PySPH Diffusion - AlexanderPuckhaber/FluidSimulationThesis GitHub Wiki
Simulating Diffusion in PySPH
The PySPH software makes it easy to add new variables to particles. To add a solute to a solution of SPH particles, all the researcher has to do is add a variable for the solute concentration for all the particles.
Diffusion Equations
Chemicals such as table salt (NaCL) tend to dissolve in water. However, they take time to dissolve, spreading outward from high concentration to low. Krištof, P., Beneš, B., Křivánek, J., & Št'ava, O. (2009) cite a paper by Mohangan (2005) and state the equation in equation 19. Essentially, the diffusion gradient is multiplied by the kernel of particle interaction and the diffusion speed -- for all neighbor particles.
It was tested in the hydrostatic_tank_materials test program, which I modified from hydrostatic_tank. In it, there is a tank filled with liquid. The particle in the bottom center starts with a material concentration of 50.0, and all the other particles are initialized with 5.0
Here is what the first draft looked like:
material_amount:
material_velocity:

Here is what the second draft looks like. In this version, the diffusion_velocity is multiplied by WIJ, which is the kernel interaction value between the destination and source particles.
material_amount:
material_velocity:

Conclusion:
WIJ (interaction amount) definitely gets to values over 1.00, because it increases the material velocity much more than without it. As a result, the solute spreads more quickly.

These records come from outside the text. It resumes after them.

PR #575, opened 2024-12-04
Staging

yrkim98:
## Purpose
Since we released 1.0.0rc0 from staging with hotfixes cherry-picked from main, these two should now both have all the changes for iterative training. 
However, i checked the diff and it looks like I previously made a PR directly onto staging so main is missing a few of these needed changes. Main also does not contain the latest version bump.

This makes sure that these two are synced at the moment with all changes that have passed Thao's QC. From this point onwards, unless a hotfix is needed for iterative training, we will do our releases from `main`.

If hotfixes for iterative training are needed- I will keep the staging branch so we can continue to update as needed. This PR will merge the code that connects the plugin to the `STG_BUCKET`, but I will change this as we release 1.0.0 to `PROD_BUCKET`.

## Changes
Syncs all iterative training hotfixes that thao has GL'ed into main, updates version pin.

## Testing
Passes all previous tests

## How to review
Make sure that the diff looks okay. Since most of the iterative training hotfixes are already on main, this should only contain the following:

- version pin change
- staging bucket change
- creating a folder for the prediction csv.


pyproject.toml
```diff
@@ -105,8 +105,8 @@ where = ["src"]
 
 # https://pypi.org/project/bumpver
 [tool.bumpver]
-current_version = "0.1.16"
-version_pattern = "MAJOR.MINOR.PATCH[PYTAGNUM]"
+current_version = "1.0.0rc0"
+version_pattern = "MAJOR.MINOR.PATCH[.PYTAGNUM]"
```
saeliddp: I don't think we want the `.` added back in; iirc, PyPI only recognizes RC versions without the `.`

yrkim98: https://github.com/AllenCell/allencell-segmenter-ml/pull/575/commits/15bdec324ecf4cdddfee2081e80c3d83e5635cd6

good catch, thanks

saeliddp (approved):

PR #581, opened 2025-01-17
Refactor/move original layer data to layer metadata

yrkim98:
## Purpose
- This is a refactor of the thresholding code- enforces that users only threshold images that are generated in the plugin, rather than allowing thresholding of any image dragged into viewer.
- how it works: when segmentations are generated in the prediction part of the plugin, they are saved with the napari viewer metadata `prob_map` which is the original probability mapping before any thresholding is applied.
- Thresholding looks for all layers with a `prob_map` key in its metadata- which indicates it is a segmentation generated from our plugin
- thresholding is performed with `prob_map` as the input.
- This will need some UI changes to work completely, which will come in a follow up PR (i will stop using the FileInputWidget, which allows the user to select any image dropped in napari, and instead only allow selection of images generated in prediction)

## Changes
- Main change is removing the `original_layers_in_viewer` field from the thresholding model. We instead track the original probability mappings through the layer metadata itself.
- Includes changes in other parts of the plugin that used to depend on `original_layers_in_viewer` field. Uses the napari viewer metadata instead now.

## Testing
Tested on windows

## How to review
- start with `src/allencell_ml_segmenter/thresholding/thresholding_model.py` which contains the changes to get rid of the `original_layers_in_viewer` field.
- review `src/allencell_ml_segmenter/thresholding/thresholding_service.py` which contains most of the changes that are affected by changing the way we store prediction outputs as napari viewer metadata rather than as the `original_layers_in_viewer` field.
- review other files that have changed as a result of this model change

### DIFF
--- a/src/allencell_ml_segmenter/_tests/fakes/fake_viewer.py
+++ b/src/allencell_ml_segmenter/_tests/fakes/fake_viewer.py
@@ -13,7 +13,7 @@ from allencell_ml_segmenter.main.segmenter_layer import (
 from napari.utils.events import Event as NapariEvent
 import napari
 from typing import List, Dict, Callable, Optional
-from napari.layers import Layer
+from napari.layers import Layer, Labels
 
 
 class FakeNapariEvent:
@@ -137,3 +137,10 @@ class FakeViewer(IViewer):
             return Path(layer.metadata["source_path"])
 
         return None
+
+    # TODO: add these fakes for testing methods that rely on this
+    def add_segmentation_labels(self, masked_data: np.ndarray, name: str, prob_map: np.ndarray) -> None:
+        pass
+
+    def get_all_segmentation_labels(self) -> list[Labels]:
+        pass
--- a/src/allencell_ml_segmenter/_tests/fakes/fake_viewer.py
+++ b/src/allencell_ml_segmenter/_tests/fakes/fake_viewer.py
@@ -139,8 +139,15 @@ class FakeViewer(IViewer):
         return None
 
     # TODO: add these fakes for testing methods that rely on this
-    def add_segmentation_labels(self, masked_data: np.ndarray, name: str, prob_map: np.ndarray) -> None:
+    def add_segmentation_labels(
+        self, masked_data: np.ndarray, name: str, prob_map: np.ndarray
+    ) -> None:
         pass
 
     def get_all_segmentation_labels(self) -> list[Labels]:
-        pass
+        return [
+            layer
+            for layer in self.get_all_images()
+            if getattr(layer, "metadata", None)
+            and "prob_map" in layer.metadata
+        ]
--- a/src/allencell_ml_segmenter/_tests/fakes/fake_viewer.py
+++ b/src/allencell_ml_segmenter/_tests/fakes/fake_viewer.py
@@ -138,12 +138,6 @@ class FakeViewer(IViewer):
 
         return None
 
-    # TODO: add these fakes for testing methods that rely on this
-    def add_segmentation_labels(
-        self, masked_data: np.ndarray, name: str, prob_map: np.ndarray
-    ) -> None:
-        pass
-
     def get_all_segmentation_labels(self) -> list[Labels]:
         return [
             layer
--- a/src/allencell_ml_segmenter/_tests/thresholding/test_thresholding_service.py
+++ b/src/allencell_ml_segmenter/_tests/thresholding/test_thresholding_service.py
@@ -68,11 +68,20 @@ def test_on_threshold_changed_non_prediction(test_image):
         viewer,
         task_executor=SynchroTaskExecutor.global_instance(),
     )
-    # Only the [seg] layers below should produce a threshold layer
+
+    # Only the [seg] layers below should produce a threshold layer since they have prob map metadata
     viewer.add_image(test_image, name="[raw] test_layer 1")
-    viewer.add_image(test_image, name="[seg] test_layer 1")
+    viewer.add_image(
+        test_image,
+        name="[seg] test_layer 1",
+        metadata={"prob_map": test_image},
+    )
     viewer.add_image(test_image, name="[raw] test_layer 2")
-    viewer.add_image(test_image, name="[seg] test_layer 2")
+    viewer.add_image(
+        test_image,
+        name="[seg] test_layer 2",
+        metadata={"prob_map": test_image},
+    )
     viewer.add_image(test_image, name="donotthreshold")
 
     # ACT set a threshold to trigger
--- a/src/allencell_ml_segmenter/main/viewer.py
+++ b/src/allencell_ml_segmenter/main/viewer.py
@@ -192,3 +192,22 @@ class Viewer(IViewer):
         if layer.metadata is not None and "source_path" in layer.metadata:
             return Path(layer.metadata["source_path"])
         return None
+
+    def add_segmentation_labels(self, masked_data: np.ndarray, name: str, prob_map: np.ndarray) -> None:
+        """
+        Add a segmentation labels layer and save probability mapping in the layer metadata.
+        """
+        self.add_labels(
+            masked_data,
+            name=name,
+            metadata={
+                "prob_map": prob_map
+            },
+        )
+
+    def get_all_segmentation_labels(self) -> list[Labels]:
+        """
+        Get all segmentation labels layers that currently exist in the viewer.
+        """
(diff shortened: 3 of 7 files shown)


src/allencell_ml_segmenter/_tests/thresholding/test_thresholding_service.py
```diff
@@ -68,11 +68,20 @@ def test_on_threshold_changed_non_prediction(test_image):
...
+        name="[seg] test_layer 1",
+        metadata={"prob_map": test_image},
+    )
     viewer.add_image(test_image, name="[raw] test_layer 2")
-    viewer.add_image(test_image, name="[seg] test_layer 2")
+    viewer.add_image(
+        test_image,
+        name="[seg] test_layer 2",
+        metadata={"prob_map": test_image},
+    )
```
yrkim98, line 84: this changes the test to mimic how we add these segmentations in the prediction portion of our plugin

src/allencell_ml_segmenter/_tests/fakes/fake_viewer.py
```diff
@@ -137,3 +137,11 @@ def get_source_path(self, layer: Layer) -> Optional[Path]:
...
 
         return None
+
+    def get_all_segmentation_labels(self) -> list[Labels]:
+        return [
+            layer
+            for layer in self.get_all_images()
+            if getattr(layer, "metadata", None)
+            and "prob_map" in layer.metadata
+        ]
```
yrkim98, line 147: the `getattr(layer, "metadata", None)` is to satisfy type checking- making sure that the metadata field exists in this faked layer.

src/allencell_ml_segmenter/thresholding/thresholding_service.py
```diff
@@ -99,18 +80,29 @@ def _on_threshold_changed(self, _: Event) -> None:
...
             def thresholding_task() -> np.ndarray:
-                return thresh_function(image)
+                # INVARIANT: a segmentation layer must have prob_map in its metadata if it came from our plugin
+                # so we are only supporting thresholding images that are from the plugin itself.
+                if (
+                    not isinstance(layer.metadata, dict)
+                    or "prob_map" not in layer.metadata
+                ):
+                    raise ValueError(
+                        "Layer metadata must be a dictionary containing the 'prob_map' key in order to threshold."
```
yrkim98, line 93: this is again to satisfy mypy. It should be impossible to reach this line of code since the `self._viewer.get_all_segmentation_labels()` function above only grabs layers with "prob_map" in its metadata, and the napari layer will always have a metadata field.

src/allencell_ml_segmenter/thresholding/thresholding_service.py
```diff
@@ -99,18 +80,29 @@ def _on_threshold_changed(self, _: Event) -> None:
...
             def on_return(
-                thresholded_image: np.ndarray,
-                layer_name_instance: str = layer_name,
+                threshold_output: np.ndarray,
             ) -> None:
                 self._viewer.insert_threshold(
-                    layer_name_instance,
-                    thresholded_image,
+                    layer_instance.name,
+                    threshold_output,
```
yrkim98, line 105: this will change slightly with my following UI changes. Since we keep track of the prob map in the layer metadata, rather than replacing the layer with a new layer we want to replace the data of the layer instead.

src/allencell_ml_segmenter/main/viewer.py
```diff
@@ -192,3 +192,13 @@ def get_source_path(self, layer: Layer) -> Optional[Path]:
         if layer.metadata is not None and "source_path" in layer.metadata:
             return Path(layer.metadata["source_path"])
         return None
+
+    def get_all_segmentation_labels(self) -> list[LabelsLayer]:
```
saeliddp, line 196: I think originally the idea with `Viewer` was to have it wrap napari viewer functionality so that we could fake it for testing. The concept of a segmentation label is not a napari-specific thing, but since we are manipulating the layer's metadata, maybe it makes sense for that to be here? Idk just something to consider

src/allencell_ml_segmenter/thresholding/thresholding_service.py
saeliddp: Makes me wonder if mypy is a net positive or not for python projects...

saeliddp (approved):
Seems like a nice simplification compared to the base PR

src/allencell_ml_segmenter/main/viewer.py
yrkim98: I realized this when working with this function, and fixed it in my follow up PR(which will be out shortly!)

src/allencell_ml_segmenter/thresholding/thresholding_service.py
yrkim98: its recommended... but in spots like this i agree its just overkill. 

I also cant think of a way to rewrite this so we wouldn't need this check, if you can lmk

src/allencell_ml_segmenter/main/viewer.py
hughes036: I'd agree that this makes more sense in our `thresholding_service`, leaving our `view` as just an abstraction of napari viewer methods.

src/allencell_ml_segmenter/thresholding/thresholding_service.py
```diff
@@ -64,32 +65,12 @@ def __init__(
...
-                self._viewer.get_layers()
-            )
-
-        # Get layers to threshold.
-        # if there are segmentations displayed in the viewer, only threshold those images.
-        layers_to_threshold: OrderedDict[str, np.ndarray] = (
-            self._thresholding_model.get_layers_to_threshold(
-                self._main_model.are_predictions_in_viewer()
-            )
+        segmentation_labels: list[LabelsLayer] = (
```
hughes036, line 72: nit: Do we need to copy this to local state on threshold changes?  Couldn't users of `segmentation_labels` just call `self._viewer.get_all_segmentation_labels()`?

src/allencell_ml_segmenter/thresholding/thresholding_service.py
```diff
@@ -99,18 +80,29 @@ def _on_threshold_changed(self, _: Event) -> None:
...
-        for layer_name, image in layers_to_threshold.items():
+        for layer in segmentation_labels:
             # Creating helper functions for mypy strict typing
             def thresholding_task() -> np.ndarray:
-                return thresh_function(image)
+                # INVARIANT: a segmentation layer must have prob_map in its metadata if it came from our plugin
+                # so we are only supporting thresholding images that are from the plugin itself.
+                if (
+                    not isinstance(layer.metadata, dict)
+                    or "prob_map" not in layer.metadata
```
hughes036, line 90: isnt self._viewer.get_all_segmentation_labels already responsible for this invariant?

src/allencell_ml_segmenter/thresholding/thresholding_service.py
hughes036: yeah it seems like this promotes choosing between:
1. not DRY code
2. not failing fast

src/allencell_ml_segmenter/thresholding/thresholding_service.py
```diff
@@ -99,18 +80,29 @@ def _on_threshold_changed(self, _: Event) -> None:
...
+                return thresh_function(layer.metadata["prob_map"])
+
+            layer_instance: LabelsLayer = layer
 
             def on_return(
-                thresholded_image: np.ndarray,
-                layer_name_instance: str = layer_name,
+                threshold_output: np.ndarray,
             ) -> None:
                 self._viewer.insert_threshold(
```
hughes036, line 103: naming nit: Is this replacing the binary map?

src/allencell_ml_segmenter/thresholding/thresholding_service.py
```diff
@@ -99,18 +80,29 @@ def _on_threshold_changed(self, _: Event) -> None:
...
+                # so we are only supporting thresholding images that are from the plugin itself.
+                if (
+                    not isinstance(layer.metadata, dict)
+                    or "prob_map" not in layer.metadata
+                ):
+                    raise ValueError(
+                        "Layer metadata must be a dictionary containing the 'prob_map' key in order to threshold."
+                    )
+
+                return thresh_function(layer.metadata["prob_map"])
```
hughes036, line 96: comment what this returns (a binary map?)

hughes036 (approved):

The approach that multiplies the material_velocity by WIJ is definitely better because it effectively makes the diffusion speed smoother. Looking at the first frame of material_velocity for the version without WIJ, the material velocity is constant in the nearest neighbors to the high concentration particle. In reality, the closest of the nearest neighbors should have more material flowing, so the second approach is better.
Additionally, there seems to be some noise in the form of shockwave formations in the material_velocity for the first version. The nearest neighbors list has a strict cutoff distance, so it could be that there are actually shockwaves in the fluid that are slightly changing the distances between particles and messing with the diffusion. The second approach doesn't have this problem because the material_velocity is blended with distance, which falls of to zero for the particles on the edge of the radius.